The proposed pastoral talks about institutional racism as well as individual acts, “when practices or traditions are upheld that treat certain groups of people unjustly. … We tolerate prisons where the number inmates of color, notably those who are brown and black, is grossly disproportionate.”

It also calls the water crisis in Flint, Mich., an example of systemic racism, due to “policy decisions that negatively impacted the inhabitants, the majority of whom were African-Americans.”

It added, “Racism still profoundly affects our culture, and it has no place in the Christian heart. This evil causes great harm to its victims, and it corrupts the souls of those who harbor racist or prejudicial thoughts.”

The document examines the history of racism in the United States. While acknowledging many other groups in the United States in having endured racism and discrimination in the past, it focuses on three groups and the long history of racism against them: African-Americans, Hispanics and Native Americans.

“For a nation to be just, it must be a society that recognizes and respects the legitimate rights of individuals and peoples,” the proposed pastoral says.

“God demands more from us. We can’t, therefore, look upon the progress against racism in recent decades and conclude that our current situation meets the standard of justice.”

The proposed pastoral did not spare the U.S. Church, either. “Acts of racism have been committed by leaders and members of the Catholic Church — by bishops, clergy, religious and laity — and her institutions,” it states.

It also offers approaches to combat racism.

“To work at ending racism, we need to engage the world and encounter others — to see, maybe for the first time, those who are on the peripheries of our own limited view. Knowing that the Lord has taken the initiative by loving us first, we can fully go forward, reaching out to others,” it states.

Within the Church, “we call on our religious education programs, Catholic schools and Catholic publishing companies to develop curricula relating to racism and reconciliation,” the proposed pastoral states.

It adds, “We also charge our seminaries, deacon formation programs, houses of formation and all our educational institutions to break any silence around the issue of racism, to find new and creative ways to raise awareness, analyze curricula and to teach the virtues of fraternal charity.”

“As bishops, we unequivocally state that racism is a life issue.
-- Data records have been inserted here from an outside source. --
PR #1309, opened 2020-02-25
Fix for CI in 1.5.x branch

dmgav:
Fixed CI for v1.5.x branch:
- removed `test_reg_reader` test (uses deprecated feature of Databroker);
- fixed `test_table` test.

### DIFF
--- a/.travis.yml
+++ b/.travis.yml
@@ -16,8 +16,6 @@ matrix:
       python: 3.6
     - os: linux
       python: 3.7
-    - os: linux
-      python: 3.8
     - python: nightly
 
   allow_failures:
--- a/.travis.yml
+++ b/.travis.yml
@@ -14,6 +14,10 @@ matrix:
   include:
     - python: 3.6
       env: BUILD_DOCS=1
+    - os: linux
+      python: 3.7
+    - os: linux
+      python: 3.8
     - python: nightly
   allow_failures:
     - python: nightly
--- a/.travis.yml
+++ b/.travis.yml
@@ -30,6 +30,7 @@ install:
   - export GIT_FULL_HASH=`git rev-parse HEAD`
   - pip install --upgrade pip
   - pip install --upgrade cython
+  - pip install --upgrade numpy
   - pip install --quiet --upgrade --global-option='--without-libyaml' pyyaml
   - pip install -r requirements.txt
   - pip install -r dev-requirements.txt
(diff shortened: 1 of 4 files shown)


danielballan:
Cherry-picked @tacaswell's commit from `master` that fixed the 3.7 build.

danielballan:
That helped, but all the 0MQ tests are failing.

dmgav:
The branch used to be tested only for Python 3.6. All tests are passing locally with Python 3.7.

danielballan:
I can reproduce the Python 3.7 `test_zmq.py` failures locally.

We pinned pyzmq to 16.0.4 in 552a1b0e8 when 17.0.0 broke our CI. (We never discovered what the exact problems was. Then we unpinned it in cfc9c2a59 "to fix py37" as it says in the commit message. I have pushed a new commit to this branch to unpin that.

danielballan:
OK, with that fix 3.7 passes. 3.8 has a slew of failures. Any objection to removing 3.8 from the 1.5.x test matrix. (The `master` branch tests on 3.8, so we'll support it for 1.6.0+.)

dmgav:
I removed tests with Python 3.8. Hopefully everyone will quickly migrate to v1.6.0.

.travis.yml
```diff
@@ -12,12 +12,10 @@ cache:
 matrix:
   fast_finish: true
   include:
-    - python: 3.6
-      env: BUILD_DOCS=1
```
mrakitin: I am concerned by the removal of this line to force it to build docs. Is it intended?

mrakitin: The commit message for https://github.com/bluesky/bluesky/pull/1309/commits/f526e3be4910acfc497be298456380701db92296 explains why it was done. It's OK to not build the docs for the maintenance branch.

danielballan:
OK. Supporting the current latest stable Python would normally be standard practice, but given the circumstances I think we should carry on and address 3.8 only if there is a need.

dmgav:
I removed the flag that enables building docs because it looks like it could overwrite docs on `blueskyproject.io`. If I am wrong and this is not the case, then I can enable document building.

danielballan:
Seems correct to me. Until recently we haven't had much need for back-port releases so, speaking for myself, I'm still sorting out how to do it properly.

Accordingly, we will not cease to forcefully speak against and work toward ending racism,” states the proposed pastoral.

Bishop Sheldon J. Fabre of Houma-Thibodaux, La., chairman of the bishop’s Ad Hoc Committee Against Racism, had shepherded final stages of work on the document since May when he stepped in for Bishop George V. Murry of Youngstown, Ohio, who resigned as chair to undergo treatment for acute leukemia.

“Open Wide Our Hearts: The Enduring Call to Love,” if approved, will mark the third time the nation’s bishops have spoken as a group on race issues in the United States, but the first time in nearly 40 years, when they approved “Brothers and Sisters to Us: U.S. Bishops’ Pastoral Letter on Racism in Our Day.” In 1968, the bishops approved a statement, “The National Race Crisis.”

In 1984, the nation’s African-American bishops dealt with racism in their own pastoral letter, “What We Have Seen and Heard, A Pastoral Letter on Evangelization.”